# gray (grey)



## ThomasK

How do you translate 'grey' in your language, this mixture of black and white? Does it also refer to a lack of vitality, lack of youth, etc. ? 

Dutch
- *grijs *(just grey)
- *grauw *(grey and unpleasant - _grauwe armoede_, grey poverty)


----------



## apmoy70

Hi TK,

Grey (noun, name of colour): *«Γκρι»* [gri] (neut.) < Fr. _gris_.
Grey (adj.): *«Γκρίζος, -α, -ο»* ['grizos] (masc.), ['griza] (fem.), ['grizo] (neut.) < It. _grigio_.
Greyish: *«Γκριζωπός, -πή, -πό»* [grizo'pos] (masc.), [grizo'pi] (fem.), [grizo'po] (neut.): hybrid word, Fr. _gris_ + productive suffix for forming adj. in both ancient & modern Gr. denoting attribute *«-ωπός» -ōpós*  (PIE *okʷ-, _to see_) 

Ancient Greeks used different names for the various shades of grey, i.e.
*«Μύϊον» múiŏn* (neut.) --> _mouse grey_ < masc. noun *«μῦς» mûs* --> _mouse_ (PIE *mūs-, _mouse_).
*«Τεφρόν» tĕpʰrón* (neut.) --> _ash grey_ < fem. noun *«τέφρα» tépʰră* --> _ash_ (PIE *dʰegʷʰ-, _to burn_).
*«Μολυβδοῦν» mŏlubdoûn* (neut.) --> _lead grey_ < masc. noun *«μόλυβδος» mólubdŏs* --> _lead_ (with obscure etymology prossibly an Anatolian loan)
*«Ὀνάγρινον» ŏnắgrinŏn* (neut.) --> _ass grey_ < masc. noun *«ὄναγρος» ónagrŏs* --> _wild donkey (equus onager)_; compound, masc. noun *«ὄνος» ónŏs* --> _donkey, ass_ (with obscure etymology, probably a Pre-Greek word) + masc. adj. *«ἄγριος» ắgriŏs* --> _wild_ < PIE *h₂eǵ-ro-, _field_,
etc
 In general, grey refers to dullness, dimness, sluggishness, neutrality, lack of vitality & energy


----------



## ThomasK

Quite surprised that the adjective seems based on the noun though. We do not really have a noun for colour (just determiner plus adj., I think: _het rood_). 

The association with dullness, lack of vitality, might be fairly general. Let's have a look whether it has some such meaning in non-Indo European languages...


----------



## apmoy70

ThomasK said:


> Quite surprised that the adjective seems based on the noun though. We do not really have a noun for colour (just determiner plus adj., I think: _het rood_).
> 
> The association with dullness, lack of vitality, might be fairly general. Let's have a look whether it has some such meaning in non-Indo European languages...


Modern Greek has many stranded adjectives turned into nouns i.e. adjectives that have in time replaced the noun they modify, and are considered in the modern language as nouns, e.g:
*«νερό»* [ne'ro] (neut.) --> _water_ < *«ὕδωρ νεαρόν»* --> _fresh water_.


----------



## ThomasK

How interesting... I cannot think of such an example in Dutch right now, but it is not impossible there is something like that in Dutch as well...


----------



## ahmedcowon

*In Arabic:*

ash = رماد /ramād/
grey/greyish = ashy = رمادي /ramādi/. It can also be used to mean "intermediate" , "unclear" , "neutral".

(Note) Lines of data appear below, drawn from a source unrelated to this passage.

PR #4194, opened 2023-10-04
feat: Storage{Base}Address impls

### LINKED ISSUE #4195: feat: add missing implementations for Storage{Base}Access
# Feature Request

**Describe the Feature Request**
- Implement the `Into` trait to convert a `Storage{Base}Address` into a `felt252`
- Implement the `Into` trait to convert a `Storage{Base}Address` into a `u256` 
- Implement `PartialEq` trait to allow comparison of `StorageBaseAddress` and `StorageAddress`

**Describe Preferred Solution**

**Describe Alternatives**

**Related Code**

**Additional Context**

**If the feature request is approved, would you be willing to submit a PR?**
_(Help can be provided if you need assistance submitting a PR)_

- [x] Yes
- [ ] No

enitrat:
- Implements the `Into` trait to convert a `Storage{Base}Address` into a `felt252`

We don't use it to refer to lack of vitality/youth.


----------



## arielipi

Hebrew:
grey (color) - אפור afor.
greyish - אפרורי afruri - something that is not special,boring.
greyish (grey like color) - אפרפר afarfar.
ash - אפר efer


----------



## ThomasK

So in both meaning the name of the colour refers to ash, does it? The origin of _grey/ grijs_ in Dutch does not seem clear though...


----------



## arielipi

I cant tell, since ash is grey, which came first


----------



## ThomasK

Well, we do say _asgrijs_, from time to time, as opposed to _muisgrijs _(mouse), but the basic word is grey/ gray. Can you then say 'afor hair'? Or something like a grijsaard, a grey-haired person, i.e., an elderly person, even very old?


----------



## arielipi

Yes indeed.
שיער אפור se'ar afor (colloquial). correct speech - sey'ar afor.


----------



## rusita preciosa

In Russian the color is *серый */seryi/; I believe some Slavic languages have cognates. We do not use серый for “grey haired” though, we have a separate word *седой */sedoy/, which is not a cognate.

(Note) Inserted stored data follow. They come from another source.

PR #161, opened 2023-11-14
Exact mode no overwrite

YordanPavlov:
The main goal of this PR is to extend the functionality of the exporter and make it suitable to extract specific contracts. We have something similar already but it's a bit different. What we have is extract a contract and change its address to something else, we use this to map multiple contracts to a single token name. The functionality I add now would again extract events for only specific contracts, but do not modify the contract address.

In this PR:
* Attempt to simplify the logic around the contract overwriting.
* Add new extraction mode - where we extract specific contracts but do not overwrite them.
* Write all messages for a contract in the same partition

### DIFF
--- a/blockchains/erc20/erc20_worker.js
+++ b/blockchains/erc20/erc20_worker.js
@@ -19,6 +19,8 @@ class ERC20Worker extends BaseWorker {
 
     logger.info(`Connecting to Ethereum node ${constants.NODE_URL}`);
     this.web3 = new Web3(new Web3.providers.HttpProvider(constants.NODE_URL));
+    this.contractsOverwriteArray = [];
+    this.contractsUnmodified = [];
   }
 
   async init() {
@@ -31,11 +33,15 @@ class ERC20Worker extends BaseWorker {
     if (constants.CONTRACT_MODE !== 'vanilla') {
       const parsedContracts = await readJsonFile(constants.CONTRACT_MAPPING_FILE_PATH);
 
-      this.contractsOverwriteArray = parsedContracts.modified_contracts.map((contract) => new ContractOverwrite(contract));
-      this.contractsUnmodified = parsedContracts.unmodified_contracts.map((contract) => contract.toLowerCase());
+      if (parsedContracts.modified_contracts) {
+        this.contractsOverwriteArray = parsedContracts.modified_contracts.map((contract) => new ContractOverwrite(contract));
+      }
+      if (parsedContracts.unmodified_contracts) {
+        this.contractsUnmodified = parsedContracts.unmodified_contracts.map((contract) => contract.toLowerCase());
+      }
 
       logger.info(`Running in '${constants.CONTRACT_MODE}' contracts mode', ` +
-        `${this.contractsOverwriteArray.length} contracts will be monitored.`);
+        `${this.contractsOverwriteArray.length + this.contractsUnmodified.length} contracts will be monitored.`);
       logger.info(`Overwritten contracts are: ${JSON.stringify(this.contractsOverwriteArray)}`);
     }
   }
--- a/blockchains/erc20/erc20_worker.js
+++ b/blockchains/erc20/erc20_worker.js
@@ -31,7 +31,8 @@ class ERC20Worker extends BaseWorker {
     if (constants.CONTRACT_MODE !== 'vanilla') {
       const parsedContracts = await readJsonFile(constants.CONTRACT_MAPPING_FILE_PATH);
 
-      this.contractsOverwriteArray = parsedContracts.map((parsedContract) => new ContractOverwrite(parsedContract));
+      this.contractsOverwriteArray = parsedContracts.modified_contracts.map((contract) => new ContractOverwrite(contract));
+      this.contractsUnmodified = parsedContracts.unmodified_contracts.map((contract) => contract.toLowerCase());
 
       logger.info(`Running in '${constants.CONTRACT_MODE}' contracts mode', ` +
         `${this.contractsOverwriteArray.length} contracts will be monitored.`);
@@ -82,6 +83,11 @@ class ERC20Worker extends BaseWorker {
           editAddressAndAmount(event, contractOverwrite);
           events.push(...rawEvents);
         }
+      }
+      for (const contractUnmodified of this.contractsUnmodified) {
+        const rawEvents = await getPastEvents(this.web3, result.fromBlock, result.toBlock, contractUnmodified,
+          timestampsCache);
+        events.push(...rawEvents);
       }
     }
     else {
--- a/blockchains/erc20/erc20_worker.js
+++ b/blockchains/erc20/erc20_worker.js
@@ -11,6 +11,11 @@ const { TimestampsCache } = require('./lib/timestamps_cache');
 const { getPastEvents } = require('./lib/fetch_events');
 const { initBlocksList } = require('../../lib/fetch_blocks_list');
 
+/**
+ * A simple non cryptographic hash function similar to Java's 'hashCode'
+ * @param input A string input
+ * @returns A 32 bit positive integer
+ */
 function simpleHash(input) {
   var hash = 0, i, chr;
 
--- a/blockchains/erc20/erc20_worker.js
+++ b/blockchains/erc20/erc20_worker.js
@@ -57,7 +57,7 @@ class ERC20Worker extends BaseWorker {
         this.contractsUnmodified = parsedContracts.unmodified_contracts.map((contract) => contract.toLowerCase());
       }
 
-      exporter.hashFunction = (event) => simpleHash(event.contract);
+      await exporter.initPartitioner((event) => simpleHash(event.contract));
 
       logger.info(`Running in '${constants.CONTRACT_MODE}' contracts mode', ` +
         `${this.contractsOverwriteArray.length + this.contractsUnmodified.length} contracts will be monitored.`);
--- a/blockchains/erc20/erc20_worker.js
+++ b/blockchains/erc20/erc20_worker.js
@@ -34,6 +34,7 @@ class ERC20Worker extends BaseWorker {
     super();
 
     logger.info(`Connecting to Ethereum node ${constants.NODE_URL}`);
+    logger.info(`Applying the following settings: ${JSON.stringify(constants)}`);
     this.web3 = new Web3(new Web3.providers.HttpProvider(constants.NODE_URL));
     this.contractsOverwriteArray = [];
     this.contractsUnmodified = [];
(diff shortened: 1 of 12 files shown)


blockchains/erc20/lib/contract_overwrite.js
```diff
@@ -23,87 +19,50 @@ class ContractOverwrite {
   }
 }
 
-class ContractEditor {
```
YordanPavlov, line 26: Removing this class and using its methods as functions. I think the code is subjectively easier to understand now.

blockchains/erc20/erc20_worker.js
```diff
@@ -63,17 +78,28 @@ class ERC20Worker extends BaseWorker {
...
 
-    let events;
+    let events = [];
     let overwritten_events = [];
     if ('extract_exact_overwrite' === constants.CONTRACT_MODE) {
-      events = await contractEditor.getPastEventsExactContracts(this.web3, result.fromBlock, result.toBlock,
-        new TimestampsCache());
-      contractEditor.changeContractAddresses(events);
+      const timestampsCache = new TimestampsCache();
+      for (const contractOverwrite of this.contractsOverwriteArray) {
```
YordanPavlov, line 85: I am changing the logic of iteration a bit here. Before we called `contractEditor.getPastEventsExactContracts` and getting the events for all the contracts. We did not bulk the calls (see removed code), instead iterated per contract. However the information for which events are for which contract was lost, then we had to do some logic to map events to contract so to overwrite. This is not effective and somewhat harder to comprehend.

blockchains/erc20/erc20_worker.js
```diff
@@ -29,6 +29,21 @@ class ERC20Worker extends BaseWorker {
...
       this.blocksList = await initBlocksList();
     }
+    console.log(JSON.stringify(constants));
+    if (constants.CONTRACT_MODE !== 'vanilla') {
+      const parsedContracts = await readJsonFile(constants.CONTRACT_MAPPING_FILE_PATH);
+
+      if (parsedContracts.modified_contracts) {
+        this.contractsOverwriteArray = parsedContracts.modified_contracts.map((contract) => new ContractOverwrite(contract));
+      }
+      if (parsedContracts.unmodified_contracts) {
```
YordanPavlov, line 39: That's the new functionality, where we extract per contract, without overwriting.

lib/kafka_storage.js
```diff
@@ -65,13 +65,10 @@ class Exporter {
         retries: ZOOKEEPER_RETRIES
       }
     );
-  }
 
-  get topicName() {
```
YordanPavlov, line 70: Have it as a member variable instead of method

test/erc20/contract_mapping/contract_mapping.json
```diff
@@ -1,213 +1,217 @@
...
-        },
-        {
-            "address": "0x91af0fbb28aba7e31403cb457106ce79397fd4e6",
-            "multiplier": 1
-        }
-    ],
-    "new_address": "aergo_contract"
-}]
-
+    "unmodified_contracts": [],
```
YordanPavlov, line 2: We support providing an array of strings which would be contracts that we extract

blockchains/erc20/erc20_worker.js
```diff
@@ -63,17 +94,23 @@ class ERC20Worker extends BaseWorker {
...
 
-    let events;
+    let events = [];
     let overwritten_events = [];
     if ('extract_exact_overwrite' === constants.CONTRACT_MODE) {
-      events = await contractEditor.getPastEventsExactContracts(this.web3, result.fromBlock, result.toBlock,
-        new TimestampsCache());
-      contractEditor.changeContractAddresses(events);
+      const timestampsCache = new TimestampsCache();
+      events = await getPastEvents(this.web3, result.fromBlock, result.toBlock, this.allOldContracts, timestampsCache);
```
YordanPavlov, line 101: We fetch the events for all overwritten contracts at once now. Apparently the Node API supports it, so we can reduce the number of requests. Before this change we used to do one request per overwritten contract.

blockchains/erc20/erc20_worker.js
```diff
@@ -3,24 +3,40 @@ const Web3 = require('web3');
...
+const { stableSort, readJsonFile } = require('./lib/util');
 const BaseWorker = require('../../lib/worker_base');
 const { nextIntervalCalculator } = require('../eth/lib/next_interval_calculator');
 const { TimestampsCache } = require('./lib/timestamps_cache');
 const { getPastEvents } = require('./lib/fetch_events');
 const { initBlocksList } = require('../../lib/fetch_blocks_list');
 
+/**
+ * A simple non cryptographic hash function similar to Java's 'hashCode'
+ * @param input A string input
```
spiderjako, line 16: Should be something like
```js
* @param {string} input
* @returns {number} A 32 bit non-negative integer
```
also, maybe something more specific than "string input"? Could it be a random string or it has limitations?

blockchains/erc20/erc20_worker.js
```diff
@@ -3,24 +3,40 @@ const Web3 = require('web3');
...
+ * @returns A 32 bit positive integer
+ */
+function simpleHash(input) {
```
spiderjako, line 19: Maybe another name? `simpleHash` is kind of too broad, `bitHash` maybe? This comment is more of an opinion than a change request

blockchains/erc20/erc20_worker.js
```diff
@@ -63,17 +99,23 @@ class ERC20Worker extends BaseWorker {
...
     logger.info(`Fetching transfer events for interval ${result.fromBlock}:${result.toBlock}`);
 
-    let events;
+    let events = [];
     let overwritten_events = [];
     if ('extract_exact_overwrite' === constants.CONTRACT_MODE) {
-      events = await contractEditor.getPastEventsExactContracts(this.web3, result.fromBlock, result.toBlock,
-        new TimestampsCache());
-      contractEditor.changeContractAddresses(events);
+      const timestampsCache = new TimestampsCache();
```
spiderjako, line 105: Couldn't we just add this `new TimestampCache()` before the if-else statements and give it to the functions?

blockchains/erc20/lib/constants.js
```diff
@@ -14,7 +14,7 @@ const NODE_URL = process.env.NODE_URL || process.env.PARITY_URL || 'http://local
 
 const CONTRACT_MAPPING_FILE_PATH = (
     process.env.CONTRACT_MAPPING_FILE_PATH ?
-        '../../../' + process.env.CONTRACT_MAPPING_FILE_PATH :
```
spiderjako, line 17: This would require changes in the DevOps configmap part, right?

blockchains/erc20/lib/contract_overwrite.js
spiderjako: I thought about this myself a few days ago. nice

blockchains/erc20/lib/contract_overwrite.js
```diff
@@ -23,87 +19,67 @@ class ContractOverwrite {
...
-  changeContractAddresses(events) {
-    for (let event of events) {
-      for (const contractOverwrite of this.contractsOverwriteArray) {
-        if (this.isContractMatchesExactList(event, contractOverwrite)) {
-          this.editAddressAndAmount(event, contractOverwrite);
-          break;
-        }
+/**
+ *
+ * @param events A list of events to go over and check contract address. Events needing contract change will
```
spiderjako, line 24: ditto

blockchains/erc20/lib/contract_overwrite.js
```diff
@@ -23,87 +19,67 @@ class ContractOverwrite {
...
+}
 
+function editAddressAndAmount(event, contractOverwrite) {
+  const multiplier = contractOverwrite.mapAddressToMultiplier[event.contract];
+  if (!multiplier) {
+    throw new Error('Event contract does not match expected');
+  }
+  event.contract = contractOverwrite.newContract;
   /**
+   * Note 1: Whether we should round here is up for discussion. The amounts in our pipeline are 'float' anyways but up until this feature
```
spiderjako, line 45: Shouldn't this be a ticket in itself? Don't think this belongs in the code. Maybe leave a comment that it could be changed or how it works now, but 5 lines of notes is overwhelming for a code file IMO

blockchains/erc20/lib/contract_overwrite.js
```diff
@@ -23,87 +19,67 @@ class ContractOverwrite {
...
-    for (let event of events) {
-      for (const contractOverwrite of this.contractsOverwriteArray) {
-        if (this.isContractMatchesExactList(event, contractOverwrite)) {
-          event = JSON.parse(JSON.stringify(event));
-          this.editAddressAndAmount(event, contractOverwrite);
-          result.push(event);
-          break;
-        }
+/**
+ *
```
spiderjako, line 58: not needed I think. Ditto for next lines

blockchains/erc20/lib/contract_overwrite.js
```diff
@@ -23,87 +19,67 @@ class ContractOverwrite {
...
+ * @param events A list of events to go over and check contract address.
+ * @returns A deep copy of the events which have had change applied.
+ */
+function extractChangedContractAddresses(events, contractsOverwriteArray) {
+  const result = [];
+
+  for (let event of events) {
+    for (const contractOverwrite of contractsOverwriteArray) {
+      if (contractOverwrite.oldAddresses.includes(event.contract)) {
+        event = JSON.parse(JSON.stringify(event));
```
spiderjako, line 68: I see that this has been in the class as well. Why do we stringify and then parse?

blockchains/erc20/lib/util.js
```diff
@@ -18,7 +20,18 @@ function stableSort(array, sortFunc) {
   array.forEach(x => delete x._position);
 }
 
+async function readJsonFile(filePath) {
+  try {
+    const data = await fs.readFile(filePath, 'utf8');
+    const parsedContracts = JSON.parse(data);
+    return parsedContracts;
+  } catch (err) {
+    console.error(err);
```
spiderjako, line 29: Why do we not throw something? Also, it'd be better if we sticked with logger I think

WonderBeat (approved):

lib/kafka_storage.js
```diff
@@ -241,13 +238,23 @@ class Exporter {
   }
 
   async sendDataWithKey(events, keyField) {
+    // We delay the finding of the partition count so that we are sure that we have a connected producer
+    if (this.partitionFunction && !this.partitionCount) {
+      this.partitionCount = await this.findPartitionCount(this.topicName);
```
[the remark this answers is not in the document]
YordanPavlov: nvm, I've added the Partitioner as suggested

blockchains/erc20/lib/contract_overwrite.js
spiderjako: I don't necessarily dislike 5 lines of comments, but they're in the middle of the function. But I do agree, that we need to have more serious docs

blockchains/erc20/lib/contract_overwrite.js
spiderjako: I think it makes sense, yes. Was just curious

spiderjako (approved):

blockchains/erc20/erc20_worker.js
WonderBeat: Thanks, I believe it's better add another dependency to keep our codebase small. but I don't mind to do it this way. thanks for the link

WonderBeat (approved):

antisaa (approved):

*Cерый *can indicate lack of intelligence, talent and/or personality when talking about a person, or lack of brightness when talking about weather/day.
*Cедой *is associated with age/ageing, but in rather positive sense (experience, wisdom...)


----------



## ThomasK

I see... So the colour is a word "in its own right", isn't it? It does not refer to ashes, does it?


----------



## Ёж!

No.
Apart from those cited by *Rusita*, it refers to lack of life and differences as well.


----------



## Outsider

In Portuguese the general word for grey is *cinzento*, an adjective formed from *cinza, ash*.

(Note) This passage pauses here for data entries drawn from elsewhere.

PR #162, opened 2023-11-18
Adding parallelism to the ETH pipeline

spiderjako:


blockchains/eth/eth_worker.js
```diff
@@ -29,6 +30,32 @@ class ETHWorker extends BaseWorker {
     this.withdrawalsDecoder = new WithdrawalsDecoder(this.web3, this.web3Wrapper);
   }
 
+  async ethClientRequestWithRetry(...params) {
+    let retries = 0;
+    let retryIntervalMs = 0;
+    while (retries < constants.MAX_RETRIES) {
+      try {
+        const response = await this.ethClient.request(...params);
```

This word is mostly associated with dreariness (*um dia cinzento, a gloomy day*) or with shade (*céu cinzento, overcast sky*). 

It is not directly associated with old age. Grey hairs are either called "white" (*cabelos brancos*), or described by the specific phrase *cabelos grisalhos*. Although _grisalho_ derives from *gris*, which is another word for grey, this one is uncommon nowadays, and I dare say the connection between _gris_ and _grisalho_ has been lost to most people.

I can't think of a direct connection with poverty, either.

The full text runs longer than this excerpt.